Однажды он сидел у очага на кухне одной из ферм, и хозяйские сыновья расспрашивали его:
— Ты давно живешь в монастыре? — Да.
— Что ты там делаешь?
— Я — племянник доктора Мигмара, он взял меня к себе, чтобы обучить медицине.
— А! Значит, ты будешь одним из тех, кто работает в больнице. Видели ты других монахов, тех, кто проводит службу в храме, и настоятеля?
— Нет, меня еще не допускают на собрания, я всего лишь послушник.
— Ты слышал, что их божества иногда появляются из-за алтаря?
— Нет.
— Может, это неправда. Один здешний парень рассказывал нам всякие небылицы. Он часто бывал в монастыре. Его родители обрабатывали земли, принадлежащие бон-по, и приносил им зерно и всякую еду. Мы не знаем, что он слышал или видел, но его обуяло любопытство. Монахи Сосалинга делают добро, но все же лучше держаться от них подальше… Это случилось в день ежегодного праздника, когда храм открыт для всех. Здешние бон-по и бон-по из окрестных деревень молились своим богам в Сосалинге, и юноша, семья которого исповедует эту веру, отправился в монастырь вместе с родными. Сам он был не особенно набожным и предпочитал религии выпивку. И вот уже глубокой ночью этот парень, очень взволнованный и немного пьяный, пришел к одному из своих приятелей. «Я обнаружил кое-что любопытное у моих благодетелей из Сосалинга, — сказал он. — Старый настоятель не раз меня бил, хотя я ни в чем не провинился; это дурной человек, и я решил сыграть с ним шутку.
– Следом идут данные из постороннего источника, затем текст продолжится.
PR #323, opened 2018-10-08
PFP0020

mbrandonw:


Tests/PointFreeTests/AccountTests/__Snapshots__/AccountTests/testAccountCanceledSubscription.1.Conn.txt
```diff
@@ -1727,6 +1727,32 @@ html {
               </div>
             </div>
           </div>
+          <div class=" row">
```
mbrandonw: this test is for the account page with a user that has canceled their subscription, yet for some reason the podcast callout is showing. we need to look into this, but still going to merge for now. I have a trello card for it.

PR #324, opened 2018-10-10
Fix rss link for team subs.

mbrandonw:


Sources/PointFree/Account/PrivateRss.swift
```diff
@@ -9,7 +9,7 @@ let accountRssMiddleware: Middleware<StatusLineOpen, ResponseEnded, Tuple2<Datab
 { fetchUser >=> $0 }
   <<< filterMap(require1 >>> pure, or: invalidatedFeedMiddleware)
   <<< validateUserAndSalt
-  <<< fetchSubscription
+  <<< fetchUserSubscription
```
mbrandonw: just a quick fix for now, but would love to move all of our non-private middleware transformers to a file so that we can properly share the.

stephencelis:
Good catch!

PR #330, opened 2018-10-21
Snap Helpers

stephencelis:
I know it'd be nice to somehow bake this into the strategy, but could be a nice stopgap till then.

### DIFF
--- a/Sources/PointFreeTestSupport/PointFreeTestSupport.swift
+++ b/Sources/PointFreeTestSupport/PointFreeTestSupport.swift
@@ -504,7 +504,7 @@ extension SnapshotTestCase {
     ) {
 
     strategies.forEach { name, strategy in
-      self.assertSnapshot(
+      assertSnapshot(
         of: strategy,
         matching: value,
         named: name,
@@ -528,10 +528,9 @@ extension SnapshotTestCase {
     ) {
 
     strategies.forEach { strategy in
-      self.assertSnapshot(
+      assertSnapshot(
         of: strategy,
         matching: value,
-        named: name,
         record: recording,
         timeout: timeout,
         file: file,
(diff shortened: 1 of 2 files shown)


Tests/PointFreeTests/AboutTests.swift
```diff
@@ -17,16 +17,12 @@ class AboutTests: TestCase {
...
-      )
-
-      assertSnapshot(
-        of: .ioConnWebView(size: .init(width: 400, height: 2300)),
-        matching: conn |> siteMiddleware,
-        named: "mobile"
+      assertSnapshots(
+        of: [
+          "desktop": .ioConnWebView(size: .init(width: 1080, height: 2300)),
+          "mobile": .ioConnWebView(size: .init(width: 400, height: 2300))
```
stephencelis: A nice thing about baking this into the strategy instead is that it could maybe account for reusing the same loaded `webView` and merely resize it. We're currently taking on some extra work whenever we use `ioConnWebView`...

Sources/PointFreeTestSupport/PointFreeTestSupport.swift
```diff
@@ -492,6 +492,56 @@ extension Strategy {
...
+    file: StaticString = #file,
+    function: String = #function,
+    line: UInt = #line
+    ) {
+
+    strategies.forEach { strategy in
+      self.assertSnapshot(
+        of: strategy,
+        matching: value,
+        named: name,
```
mbrandonw: does an index need to be appended to this or anything to prevent overwriting?

stephencelis: Nah, named snaps don't have indices anymore.

PR #332, opened 2018-10-28
PFP0020

mbrandonw:
For tomorrow.


Sources/PointFree/Episode/Show.swift
```diff
@@ -229,7 +229,7 @@ private let videoView = View<(Episode, isEpisodeViewable: Bool)> { episode, isEp
         [
           id("episode-video"),
           Styleguide.class([innerVideoContainerClass, videoJsClasses]),
-          style(position(.absolute)),
+          style(position(.absolute) <> objectFit(.cover)),
```
mbrandonw: this makes the poster fill the video player even when it's not the exact aspect ratio. this is most noticeable on the blog where we don't have a perfect 16x9 ratio on video embeds.

mbrandonw:
Yeah alongside the episode. I think it's best to get it all out at the same time.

В то время как верующие шествовали перед алтарем, мне удалось спрятаться среди гьялцинов, перед потайной дверью, расположенной между алтарем и скалой; когда настоятель вошел в нее, чтобы принести богам искупительную жертву, я проскользнул вслед за ним. Я хотел незаметно для него поменять приношения местами и убежать. Я думал, что, когда настоятель произнесет слова, призывающие божество, оно придет, увидит, что дары разложены в магическом кругу не по правилам, страшно разгневается и поколотит проклятого настоятеля сильнее, чем этот злыдень бил меня. Но главный бон-по встал перед магическим кругом, не давая мне возможности подойти к приношениям, а затем ушел, закрыв дверь на ключ, и я оказался в ловушке. Я гадал, скоро ли явится божество, и был рад, что не притронулся к дарам. Возможно, надеялся я, мне не причинят зла. И все же я предпочел бы оказаться в другом месте. Мне было ох как несладко… Дайте-ка что-нибудь выпить».
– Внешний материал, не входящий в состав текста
Issue #335, opened 2018-10-28
Fix atom feed rendering


mbrandonw:
I just noticed that our atom feed is currently broken:

https://www.pointfree.co/blog/feed/atom.xml

This happened with the `swift-html` update. I guess previously we weren't rendering `link` tags as void elements, and so now we don't render a closing tag for the XML and that is invalid. You can see the change in this link (warning: it's a big diff)

https://github.com/pointfreeco/pointfreeco/pull/326/files#diff-2473f1367f460721a7685c83d9d2f300

The relevant snapshot difference:

```diff
-  <link href="http://localhost:8080/feed/atom.xml" rel="self">
-  </link>
+  <link href="http://localhost:8080/feed/atom.xml"
+        rel="self">
```

I'm not really sure how to fix this. Do we need a separate renderer for XML documents?

If we don't want to fix the renderer we can switch from an Atom feed to an RSS feed. In RSS feeds the `link` element is used with a child text node instead of attributes
This is also affecting our RSS feed:

```
<link>https://www.pointfree.co</link>
```

I also have a temporary hacky fix for this coming in a PR...

mbrandonw:
Also worth mentioning this issue is further made complicated by the fact that the minimal renderer and pretty printer slightly differed in behavior, as show in 
https://github.com/pointfreeco/swift-web/pull/164.

It means that our RSS feeds aren't broke in production, but our Atom feeds are, and further the snapshots of both feeds are wrong.

PR #336, opened 2018-10-29
Don't close the link tag in atom feeds.

mbrandonw:
Fixes https://github.com/pointfreeco/pointfreeco/issues/335 by using the work in https://github.com/pointfreeco/swift-web/pull/164.

### DIFF
--- a/Sources/PointFree/Atom.swift
+++ b/Sources/PointFree/Atom.swift
@@ -34,8 +34,15 @@ public let atomLayout = View<AtomFeed> { atomFeed -> [Node] in
       [xmlns("http://www.w3.org/2005/Atom")],
       [
         title(atomFeed.title),
-        link([href(atomFeed.atomUrl), rel(.self)]),
-        link([href(atomFeed.siteUrl)]),
+        element(
+          "link",
+          [
+            .init("href", atomFeed.atomUrl) as Attribute<Void>,
+            .init("rel", "self")
+          ],
+          [""]
+        ),
+        element("link", [.init("href", atomFeed.siteUrl) as Attribute<Void>], [""]),
         atomFeed.entries.map(^\.updated).max().map(updated),
         id(atomFeed.siteUrl),
         author([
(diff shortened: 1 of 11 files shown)


Sources/PointFree/Atom.swift
```diff
@@ -34,8 +34,15 @@ public let atomLayout = View<AtomFeed> { atomFeed -> [Node] in
       [xmlns("http://www.w3.org/2005/Atom")],
       [
         title(atomFeed.title),
-        link([href(atomFeed.atomUrl), rel(.self)]),
-        link([href(atomFeed.siteUrl)]),
+        element(
+          "link",
+          [
+            .init("href", atomFeed.atomUrl) as Attribute<Void>,
+            .init("rel", "self")
```
mbrandonw: I can't use any of the attribute helpers because their `HasABC` restrictions don't match up for what I need. I also need to cast to `Attribute<Void>` to take care of the phantom type.

Sources/PointFree/Atom.swift
```diff
@@ -34,8 +34,15 @@ public let atomLayout = View<AtomFeed> { atomFeed -> [Node] in
...
+          ],
+          [""]
```
mbrandonw: this is the hack. I'm putting in a child node so that the closing tag is rendered :/

Tests/PointFreeTests/__Snapshots__/AtomFeedTests/testAtomFeed.1.Conn.txt
```diff
@@ -18,7 +18,11 @@ X-XSS-Protection: 1; mode=block
   </title>
   <link href="http://localhost:8080/feed/atom.xml"
         rel="self">
+    
+  </link>
   <link href="http://localhost:8080">
+    
+  </link>
```
mbrandonw: these are the closing tags we need

Sources/PointFree/Atom.swift
stephencelis: Ha, no NB?

mbrandonw: done

PR #338, opened 2018-11-04
Remove error email and expose all episodes in RSS.

mbrandonw:
Removing that `Private Rss Feed Error` email cause I think we know what is going on there. Also I'm now exposing all episodes in the private RSS feed. Seems maybe not worth doing what we are doing to combat fraudulent activity. Thoughts?

### DIFF
--- a/Sources/PointFree/Account/PrivateRss.swift
+++ b/Sources/PointFree/Account/PrivateRss.swift
@@ -132,7 +132,10 @@ with anyone else.
 private func items(forUser user: Database.User) -> [RssItem] {
   return Current
     .episodes()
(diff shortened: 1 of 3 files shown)


stephencelis:
Can we do a month-size window instead?

mbrandonw:
> Can we do a month-size window instead?

coo yeah let's try that.

mbrandonw:
> Looks good but I think still needs a `.prefix(4)` or somethin.

why's that? I'm only exposing episodes published in the last 30 days.

stephencelis:
Ah my brain skipped right past that. Looks good!

PR #188, opened 2023-04-04
T0103 invoice payment order restrictions.

simgonzalez:
Add restrictions for the payment on payment order.

### DIFF
--- a/invoice_restrictions/__manifest__.py
+++ b/invoice_restrictions/__manifest__.py
@@ -8,8 +8,8 @@
 #                        /_/
 #                            in Jesus' name
 #
-#    Copyright (C) 2014-2019 Compassion CH (http://www.compassion.ch)
-#    @author: Cyril Sester <csester@compassion.ch>, Emanuel Cino
+#    Copyright (C) 2014-2023 Compassion CH (http://www.compassion.ch)
+#    @author: Emanuel Cino
 #
 #    This program is free software: you can redistribute it and/or modify
 #    it under the terms of the GNU Affero General Public License as
@@ -25,9 +25,8 @@
 #    along with this program.  If not, see <http://www.gnu.org/licenses/>.
 #
 ##############################################################################
-# pylint: disable=C8101
 {
-    'name': 'Recurring contract',
+    'name': 'Restrictions on invoices',
     'summary': 'Contract for recurring invoicing',
     'version': "14.0.1.0.5",
     'license': 'AGPL-3',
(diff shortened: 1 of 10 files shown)


recurring_contract/models/move.py
```diff
@@ -139,6 +139,9 @@ def update_open_invoices(self, updt_val):
         date_selection = date_selection.replace(day=1)
         for invoice in self.filtered(lambda i: i.state != "cancel" and i.payment_state != "paid"
                                      and i.invoice_date_due >= date_selection):
+            # When the invoice has a payment order
+            if invoice.payment_order_id.filtered(lambda p: p.state not in ["draft", "open"]):
+                continue
```
ecino: This could simply be included in the filtered conditions in the loop above.

invoice_restrictions/models/account_move.py
```diff
@@ -0,0 +1,22 @@
...
+
+from odoo import models
+
+
+class AccountMove(models.Model):
+    _name = 'account.move'
+    _inherit = 'account.move'
+
+    def write(self, vals):
+        if self.mapped('payment_order_id').filtered(lambda p: p.state not in ["draft", "open"]):
```
ecino: Should we filter for specific vals change only? Wouldn't some changes without impact on the payment order still be possible? I feel this global way is too preventive and might raise errors for cases that are not problematic in the end.

invoice_restrictions/__manifest__.py
```diff
@@ -0,0 +1,42 @@
...
+#       ______ Releasing children from poverty      _
+#      / ____/___  ____ ___  ____  ____ ___________(_)___  ____
+#     / /   / __ \/ __ `__ \/ __ \/ __ `/ ___/ ___/ / __ \/ __ \
+#    / /___/ /_/ / / / / / / /_/ / /_/ (__  |__  ) / /_/ / / / /
+#    \____/\____/_/ /_/ /_/ .___/\__,_/____/____/_/\____/_/ /_/
+#                        /_/
+#                            in Jesus' name
+#
+#    Copyright (C) 2014-2019 Compassion CH (http://www.compassion.ch)
+#    @author: Cyril Sester <csester@compassion.ch>, Emanuel Cino
```
ecino: It's not really reflecting the reality.

ecino (changes requested):

simgonzalez:
The rules must be rethought because it's not as easy as it looks and we have to define rules for exceptional case. Like taking out of the payment order the move and changing his payment_state from not paid to paid. and ...

invoice_restrictions/models/account_move.py
```diff
@@ -0,0 +1,40 @@
...
+
+
+class AccountMove(models.Model):
+    _name = 'account.move'
+    _inherit = 'account.move'
+
+    def write(self, vals):
+        move_to_modify = self.filtered('line_ids.payment_line_ids')
+        if move_to_modify:
+            payment_line_ids = move_to_modify.mapped('line_ids.payment_line_ids')
```
simgonzalez: test the status in vals.

ecino (approved):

Он и так уже изрядно выпил, но опрокинул еще несколько кружек крепкого пива, а затем продолжал: «Я выбрался оттуда, как видите, но не через ту дверь, в которую вошел. Ох! Это было нелегко. Я расскажу… Я расскажу вам об этом завтра».
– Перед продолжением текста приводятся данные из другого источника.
PR #189, opened 2023-04-20
T103 fix: invoices aren't modified.

simgonzalez:
Payment_order_id might be null and make the move not to be modified when it should.

### DIFF
--- a/invoice_restrictions/models/account_move.py
+++ b/invoice_restrictions/models/account_move.py
@@ -15,26 +15,20 @@ class AccountMove(models.Model):
     _inherit = 'account.move'
 
     def write(self, vals):
+        is_write_paystate = False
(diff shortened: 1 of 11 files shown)


ecino (approved):

invoice_restrictions/models/account_move.py
```diff
@@ -15,26 +15,21 @@ class AccountMove(models.Model):
     _inherit = 'account.move'
 
     def write(self, vals):
+        is_write_paystate = False
+        if vals.get("payment_state"):
+          is_write_paystate = True
```
ecino:
```suggestion
        is_write_paystate = vals.get("payment_state")
```

ecino (changes requested):

ecino (approved):

PR #193, opened 2023-05-04
Prob on the param do curr month

simgonzalez:


NoeBerdoz (approved):

NoeBerdoz:
Why was there two commits for the one change to make? @simgonzalez 
Would be cleaner to have only one commit to merge, [878c42 commit](https://github.com/CompassionCH/compassion-accounting/pull/193/commits/878c42134672c403889cb8c4eebf31ff7d3060fe) is not modifiying any codebase

PR #208, opened 2023-06-12
T0186 move fiscal year not working as expected

simgonzalez:
We should adapt it to modify the move in draft.


account_move_periodic_accounting_transfer/models/res_company.py
```diff
@@ -26,15 +26,20 @@ def _validate_fiscalyear_lock(self, values):
...
-                    analytic_lines.write({'date': first_day_in_next_fy})
+                    moves = open_invoices.sudo()
+                    for move in moves:
+                        move.button_draft()
+                        move.write({
+                            'date': first_day_in_next_fy
+                        })
+                        move.action_post()
+                        analytic_lines = move.mapped('line_ids.analytic_line_ids')
+                        analytic_lines.write({'date': first_day_in_next_fy})
```
ecino: This may not longer be needed, because the draft and post actions should recreate the analytic lines with the updated date (in my opinion). Can you test and remove it if it's working?

Otherwise the change may slow down a lot the process. Are we obliged to cancel and re-post the move in order to change the date?

ecino (approved):

PR #211, opened 2023-06-30
T0351 adapt completion rules

simgonzalez:
Adapt completion rules to be editable in user interface


account_statement_completion/models/completion_rules.py
```diff
@@ -28,6 +29,29 @@ class StatementCompletionRule(models.Model):
...
+                    #-------------------------------
+                    # stmts_vals: Values of the statements as a list of dict
+                    # stmt_line: Values of the statement line as a dict
+                    # line_amount: stmt_line amount
+                    # ref: stmt_line reference
+                    # AccMove: Odoo model "account.move"
+                    # AccMoveLine: Odoo model "account.move.line"
+                    # Partner: Odoo model "res.partner".
+                    # Payment: Odoo model "account.payment"
+                    # PaymentLine: Odoo model "account.payment.line"
```
ecino: Why not simply providing the `env` variable in the eval context? That way the functions can use any model needed with `env["account.move"]` for instance.

account_statement_completion/models/completion_rules.py
```diff
@@ -62,71 +85,29 @@ def auto_complete(self, stmts_vals, stmt_line):
...
-            method = getattr(self, rule.function_to_call)
-            result = method(stmts_vals, stmt_line)
+            eval_dict = rule._get_base_dict(stmts_vals, stmt_line)
+            safe_eval.safe_eval(
+                rule.python_completion_rule,
+                eval_dict,
+                mode="exec",
+                nocopy=True
+            )
+            result = eval_dict.get("result", {})
```
ecino: When checking and discussing with David, the way of processing is not good (it wasn't good even before your changes). Instead of looping through the rules and applying only the first that has some results, we should apply every rule on every bank statement line.

Moreover, if `safe_eval` is not doing a copy of the `stmts_vals`and `stmt_line` variables, we don't need to return any result and can adapt the [calling code here](https://github.com/compassionch/compassion-accounting/blob/d4f7303244f31275b5de6cd184fd4aea783b4730/account_statement_completion/models/bank_statement_import.py#L28). The safe_eval method can only insert its results inside the input variables.

```
    @api.model
    def _complete_stmts_vals(self, stmts_vals, journal, account_number):
        """
        Use completion rules in journal to find missing partners.
        """
        stmts_vals = super()._complete_stmts_vals(
            stmts_vals, journal, account_number)
        if journal.completion_rules:
            for st_vals in stmts_vals:
                journal.completion_rules.auto_complete(st_vals)
```

Then here in the method it would be something like this:

```
    def auto_complete(self, stmt_vals):
        """This method will execute all related rules, in their sequence order,
        to retrieve all the values returned by the first rules that will match.
        :param stmt_vals: dict with bank statement values
        return:
            A dict of values for the bank statement line or {}
           {'partner_id': value,
            'account_id': value,
            ...}
        """
        stmt_lines_vals = stmt_vals.get("transactions", list())
        for stmt_line_vals in stmt_lines_vals:
            for rule in self.sorted(key=lambda r: r.sequence):
                eval_dict = rule._get_base_dict(stmt_vals, stmt_line_vals)
                safe_eval.safe_eval(
                    rule.python_completion_rule,
                    eval_dict,
                    mode="exec",
                    nocopy=True
                )
                if eval_dict.get("result"):
                    break
```

account_statement_completion/models/completion_rules.py
```diff
@@ -28,6 +29,29 @@ class StatementCompletionRule(models.Model):
...
+                    # ref: stmt_line reference
+                    # AccMove: Odoo model "account.move"
+                    # AccMoveLine: Odoo model "account.move.line"
+                    # Partner: Odoo model "res.partner".
+                    # Payment: Odoo model "account.payment"
+                    # PaymentLine: Odoo model "account.payment.line"
+
+                    # Available compute variables:
+                    #-------------------------------
+                    # result: returned value have to be set in the variable 'result'
```
ecino:
```suggestion
                    # result: True if the reconcilation rule found any relevant data
```

account_statement_completion/migrations/14.0.1.0.1/pre-migration.py
```diff
@@ -0,0 +1,13 @@
+from openupgradelib import openupgrade
```
ecino: I doubt this migration is useful. All existing rules will be invalid if they contain only one string. If we remove the migration it will simply create a new column in the database for the rule code, and remove the previous field which is useless now.

ecino (changes requested):

account_statement_completion/models/completion_rules.py
```diff
@@ -37,96 +61,55 @@ class StatementCompletionRule(models.Model):
...
-            ('name', '=', ref)
-        ], limit=1, order='date desc')
-        if payment_line:
-            res['partner_id'] = payment_line.partner_id.\
-                commercial_partner_id.id
-        return res
+    def _get_base_dict(self, stmts_vals, stmt_line):
+        """ Return the values usable in the code template """
+        return {
+            "result": {},
```
ecino:
```suggestion
            "result": False,
```

account_statement_completion/models/completion_rules.py
```diff
@@ -28,6 +29,29 @@ class StatementCompletionRule(models.Model):
...
+                    # stmts_vals: Values of the statements as a list of dict
+                    # stmt_line: Values of the statement line as a dict
+                    # line_amount: stmt_line amount
+                    # ref: stmt_line reference
+                    # env: environment
+                    # AccMove: Odoo model "account.move"
+                    # AccMoveLine: Odoo model "account.move.line"
+                    # Partner: Odoo model "res.partner".
+                    # Payment: Odoo model "account.payment"
+                    # PaymentLine: Odoo model "account.payment.line"
```
ecino: I would remove all these variables from the evaluation context. They can be inferred when needed in the code using the `env` variable.

account_statement_completion/models/completion_rules.py
```diff
@@ -28,6 +29,29 @@ class StatementCompletionRule(models.Model):
...
+
+                    # Available compute variables:
+                    #-------------------------------
+                    # result: True if the reconcilation rule found any relevant data
```
ecino:
```suggestion
                    # result: True if the reconcilation rule found any relevant data.
                    #             This will prevent any subsequent rule to be executed on the same line.
```

account_statement_completion/data/data.xml
```diff
@@ -1,22 +1,66 @@
...
+        # We check only for debit entries
+        if amount &lt; 0:
+            invoices = AccMove.search(
+                [('move_type', '=', 'in_invoice'), ('state', '=', 'posted'),
+                 ('amount_total', '=', abs(amount))])
+            result = {}
+            if invoices:
+                if len(invoices) == 1:
+                    partner = invoices.partner_id
+                    stmt_line['partner_id'] = partner.commercial_partner_id.id
```
ecino, line 19:
```suggestion
                    stmt_line['partner_id'] = partner.commercial_partner_id.id
                    result = True
```

account_statement_completion/data/data.xml
```diff
@@ -1,22 +1,66 @@
...
+                else:
+                    partner = invoices[0].partner_id
+                    for invoice in invoices:
+                        if invoice.partner_id.id != partner.id:
+                            logger.warning(
+                                f"Line named {st_line['name']} (Ref:{st_line['ref']})"
+                                f" was matched by "
+                                'more than one invoice while looking on open'
+                                ' supplier invoices')
+                    stmt_line['partner_id'] = partner.commercial_partner_id.id
```
ecino, line 30:
```suggestion
                    stmt_line['partner_id'] = partner.commercial_partner_id.id
                    result = True
```

account_statement_completion/data/data.xml
```diff
@@ -1,22 +1,66 @@
...
+            partner = None
+
+            # Search move lines
+            move_lines = AccMoveLine.search(
+                [('ref', '=', ref), ('partner_id', '!=', None)])
+            if move_lines:
+                partner = move_lines[0].partner_id
+
+            if partner:
+                stmt_line['partner_id'] = partner.commercial_partner_id.id
```
ecino, line 51:
```suggestion
                stmt_line['partner_id'] = partner.commercial_partner_id.id
                result = True
```

account_statement_completion/data/data.xml
```diff
@@ -1,22 +1,66 @@
...
-        <field name="function_to_call">get_from_payment_line</field>
+        <field name="python_completion_rule">
+        """ Search in account.payment.line """
+        if ref:
+            payment_line = PaymentLine.search([
+                ('name', '=', ref)
+            ], limit=1, order='date desc')
+            if payment_line:
+                stmt_line['partner_id'] = payment_line.partner_id.\
+                    commercial_partner_id.id
```
ecino:
```suggestion
                stmt_line['partner_id'] = payment_line.partner_id.commercial_partner_id.id
                result = True
```

account_statement_completion/models/completion_rules.py
```diff
@@ -37,96 +61,55 @@ class StatementCompletionRule(models.Model):
...
+            "stmts_vals": stmts_vals,
+            "stmt_line": stmt_line,
+            "line_amount": int(stmt_line["amount"]),
+            "ref": stmt_line.get('ref'),
+            "env": self.env,
+            "AccMove": self.env["account.move"],
+            "AccMoveLine": self.env["account.move.line"],
+            "Partner": self.env["res.partner"],
+            "Payment": self.env["account.payment"],
+            "PaymentLine": self.env["account.payment.line"]
```
ecino:
```suggestion
```

account_statement_completion/models/completion_rules.py
```diff
@@ -37,96 +61,55 @@ class StatementCompletionRule(models.Model):
...
-                commercial_partner_id.id
-        return res
+    def _get_base_dict(self, stmts_vals, stmt_line):
+        """ Return the values usable in the code template """
+        return {
+            "result": {},
+            "stmts_vals": stmts_vals,
+            "stmt_line": stmt_line,
+            "line_amount": int(stmt_line["amount"]),
+            "ref": stmt_line.get('ref'),
```
ecino:
```suggestion
```

account_statement_completion/data/data.xml
```diff
@@ -1,22 +1,66 @@
...
+<odoo noupdate="1">
     <record id="bank_statement_completion_rule_supplier_amount" model="account.statement.completion.rule">
         <field name="name">Match from line amount (based on supplier invoice amount)</field>
         <field name="sequence">60</field>
-        <field name="function_to_call">get_from_amount</field>
+        <field name="python_completion_rule">
+        """ If line amount match an open supplier invoice,
+        update partner and account. """
+        # We check only for debit entries
+        if amount &lt; 0:
```
ecino:
```suggestion
        # We check only for debit entries
        amount = stmt_line.get("amount", 0)
        if amount &lt; 0:
```

account_statement_completion/data/data.xml
```diff
@@ -1,22 +1,66 @@
...
+        </field>
     </record>
 
     <record id="bank_statement_completion_rule_move_line_ref" model="account.statement.completion.rule">
         <field name="name">From line reference (based on previous move_line references)</field>
         <field name="sequence">70</field>
-        <field name="function_to_call">get_from_move_line_ref</field>
+        <field name="python_completion_rule">
+        ''' Update partner if same reference is found '''
+        if ref:
```
ecino:
```suggestion
        ''' Update partner if same reference is found '''
        ref = stmt_line.get("ref")
        if ref:
```

account_statement_completion/data/data.xml
```diff
@@ -1,22 +1,66 @@
...
+        </field>
     </record>
 
     <record id="bank_statement_completion_rule_payment_line" model="account.statement.completion.rule">
         <field name="name">From line reference (based on payment line reference)</field>
         <field name="sequence">10</field>
-        <field name="function_to_call">get_from_payment_line</field>
+        <field name="python_completion_rule">
+        """ Search in account.payment.line """
+        if ref:
```
ecino:
```suggestion
        """ Search in account.payment.line """
        ref = stmt_line.get("ref")
        if ref:
```

ecino (changes requested):

account_statement_completion/models/completion_rules.py
simgonzalez: Does it change a lot performance wise ? If not giving an easy accessible base for the "users" seems quite convenient to me.

account_statement_completion/models/completion_rules.py
simgonzalez: Same as the env variable, to me giving this access isn't a bad idea.

account_statement_completion/models/completion_rules.py
ecino: The users are still technical skilled people that should know about the "env" in Odoo. Using that is easier than having to know every existing variable in the context. Please make the change.

account_statement_completion/data/data.xml
```diff
@@ -1,22 +1,72 @@
...
         <field name="name">Match from line amount (based on supplier invoice amount)</field>
         <field name="sequence">60</field>
-        <field name="function_to_call">get_from_amount</field>
+        <field name="python_completion_rule">
+        """ If line amount match an open supplier invoice,
+        update partner and account. """
+        # We check only for debit entries
+        amount = int(stmt_line["amount"])
+        if amount &lt; 0:
+            invoices = self.env["account.move"].search(
```
ecino:
```suggestion
            invoices = env["account.move"].search(
```

account_statement_completion/data/data.xml
```diff
@@ -1,22 +1,72 @@
...
         <field name="sequence">70</field>
-        <field name="function_to_call">get_from_move_line_ref</field>
+        <field name="python_completion_rule">
+        ''' Update partner if same reference is found '''
+        ref = stmt_line.get('ref')
+        if ref:
+            partner = None
+
+            # Search move lines
+            move_lines = self.env["account.move.line"].search(
```
ecino:
```suggestion
            move_lines = env["account.move.line"].search(
```

account_statement_completion/data/data.xml
```diff
@@ -1,22 +1,72 @@
...
 
     <record id="bank_statement_completion_rule_payment_line" model="account.statement.completion.rule">
         <field name="name">From line reference (based on payment line reference)</field>
         <field name="sequence">10</field>
-        <field name="function_to_call">get_from_payment_line</field>
+        <field name="python_completion_rule">
+        """ Search in account.payment.line """
+        ref = stmt_line.get('ref')
+        if ref:
+            payment_line = self.env["account.payment.line"].search([
```
ecino:
```suggestion
            payment_line = env["account.payment.line"].search([
```

ecino (changes requested):

ecino (approved):

PR #215, opened 2023-11-01
T0633 cancelled generated

jacrodile:


recurring_contract/models/contract_group.py
```diff
@@ -274,6 +274,16 @@ def _generate_invoices(self, invoicer):
                     })
 
                 else:
+                    # check if there is already an invoice for this partner and due date which has been cancelled
+                    all_invoices = self.env["account.move"].search([
+                        ("invoice_date_due", "=", invoicing_date),
+                        ("partner_id", "=", group.partner_id.id),
+                        ("state", "=", "cancel"),
+                        ("move_type", "=", "out_invoice")
+                    ])
```
ecino, line 283: This is a too broad check, beause he could have another invoice not related to the contract at all and this would prevent the invoice generation. You should add a filter similar to what is done for variable `already_paid_cl` at line 259.

ecino (changes requested):

PR #216, opened 2023-11-08
[T0657] Remove button from settings - issue fixed for all files

jacrodile:
No need to remove the button, I could fix it directly


NoeBerdoz:
@ecino This can be merged, the code updated fix the issue that let the code return true with bool() even when the string was "False",

ecino (approved):

PR #226, opened 2024-06-13
14 off balance

davidwul:
allow bypass lock dates for "off balance" (9xxxx) accounts


account_offbalance_sponsorship/security/ir.model.access.csv
```diff
@@ -0,0 +1,2 @@
+id,name,model_id:id,group_id:id,perm_read,perm_write,perm_create,perm_unlink
+access_account_offbalance_sponsorship_account_offbalance_sponsorship,account_offbalance_sponsorship.account_offbalance_sponsorship,model_account_offbalance_sponsorship_account_offbalance_sponsorship,base.group_user,1,1,1,1
```
ecino, line 2: What's the purpose of this rule? The model `model_account_offbalance_sponsorship_account_offbalance_sponsorship` does not exist, and therefore the module update will fail with this.

ecino (changes requested):

ecino:
Still needs fixes.

PR #227, opened 2024-06-19
Fix t1438 list of invoices last payment date is wrong

minedcp:
fix last payment update when unreconciling


ecino (approved):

Его язык стал заплетаться, парня клонило ко сну.
Он кое-как вернулся домой. Но на другой день, когда парень ехал в соседнюю деревню, лошадь, видимо, понесла, и он упал; его труп с проломленным черепом нашли среди камней в русле пересохшего ручья. Странно, не правда ли? Бедняга был в своем уме. Нельзя хитрить с богами… а также с монахами Сосалинга. Мне кажется, ты — хороший малый, но ты молод. Будь осторожен!..
44
Согласно тибетским поверьям, все болезни вызываются злыми силами — злобными бесами или духами, которых чем-то рассердили.